Puis Vargas, s'en prenant à l'un des dirigeants politiques régionaux alliés au Media Luna qui affirmait que des unités militaires cubaines et vénézuéliennes se trouvaient dans le pays, a déclaré : « Il n'existe aucune information sur de telles unités. Et si c’était le cas, ce seraient des unités militaires de l’État et, en tant que partie de l’État, elles représenteraient le peuple bolivien.
L’administration Bush se lance également dans la mêlée. Plus tôt cette année, Morales a dénoncé le soutien des États-Unis aux agences et aux organisations non gouvernementales qui fournissent un soutien direct aux partis politiques de droite et aux institutions alliées, ordonnant que tous ces financements soient désormais acheminés directement par le gouvernement. Puis, lors du récent sommet ibéro-américain de Santiago du Chili, Morales a déclaré que « pendant que nous essayons de changer la Bolivie… de petits groupes de l'oligarchie conspirent en alliance avec le représentant du gouvernement des États-Unis », en faisant référence à l'ambassadeur américain. en Bolivie, Philip Goldberg. Pour étayer ses affirmations, une photo a été montrée de Goldberg à Santa Cruz avec un important aimant d'affaires de droite et un narcotrafiquant colombien bien connu, qui avait été arrêté par la police locale.
Le 15 novembre, le porte-parole du Département d'État américain, Sean McCormick, a répondu en exigeant que Morales cesse de lancer des allégations « fausses » et « infondées » de conspiration de la part de l'ambassadeur. La secrétaire d'État Condoleezza Rice a appelé l'ambassadeur de Bolivie à Washington pour lui transmettre le même message dur.

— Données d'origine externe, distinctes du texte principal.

PR #2111, opened 2026-07-07
sign issuer peer id

giurgiur99:
Fixes # .

Changes proposed in this PR:

- Add issuerPeerId in signed message for cross-node auth tokens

Les délégués des partis de droite menés par Podemos ont boycotté les réunions au château, déclarant que l'Assemblée était « illégale ». Vendredi, 139 des 255 membres de l’Assemblée se sont réunis et ont approuvé les grandes lignes d’une nouvelle constitution pour mettre en œuvre les réformes défendues par Morales et les mouvements sociaux du pays. La prochaine étape consistera pour l’Assemblée à adopter les clauses spécifiques et le contenu de la constitution.
Mais avant que ce processus ne puisse commencer, l’opposition à Sucre, menée principalement par des étudiants et des jeunes, s’est emparée violemment de tous les grands bâtiments publics en utilisant de la dynamite et des cocktails Molotov, exigeant la démission du « sale Indien Morales ». Certaines parties de la ville étaient en flammes lorsque les membres de l'Assemblée ont abandonné le château samedi et, dimanche, des émeutes ont pris le contrôle de Sucre, obligeant la police à se retirer dans la ville minière de Potosi, à deux heures de route. Trois personnes, dont un policier, sont mortes et des centaines de blessés. La droite et les organisations patronales de Santa Cruz et des départements alliés menacent de déclarer leur autonomie et parlent même de cession.
"Nous sommes dans une impasse nationale", déclare Manuel Urisote, analyste politique et directeur de la Land Foundation, un centre de recherche indépendant de La Paz. «La droite dirigée par l'oligarchie de Santa Cruz est en rébellion ouverte, mais Morales, le Mouvement vers le socialisme et les mouvements populaires ne reculeront pas. L'armée soutient le président. En tant qu'institution nationale, elle entend maintenir l'intégrité territoriale de la Bolivie et n'acceptera pas les décrets de cession de Santa Cruz.
Roger Burbach est directeur du Centre d'étude des Amériques (CENSA). (http://globalalternatives.org) Son article le plus récent est « Ecuador's Popular Revolt: Forging a New Nation », rapport de la NACLA sur les Amériques, septembre-octobre 2007. Il est chercheur invité à l'Université de Californie. , Berkeley.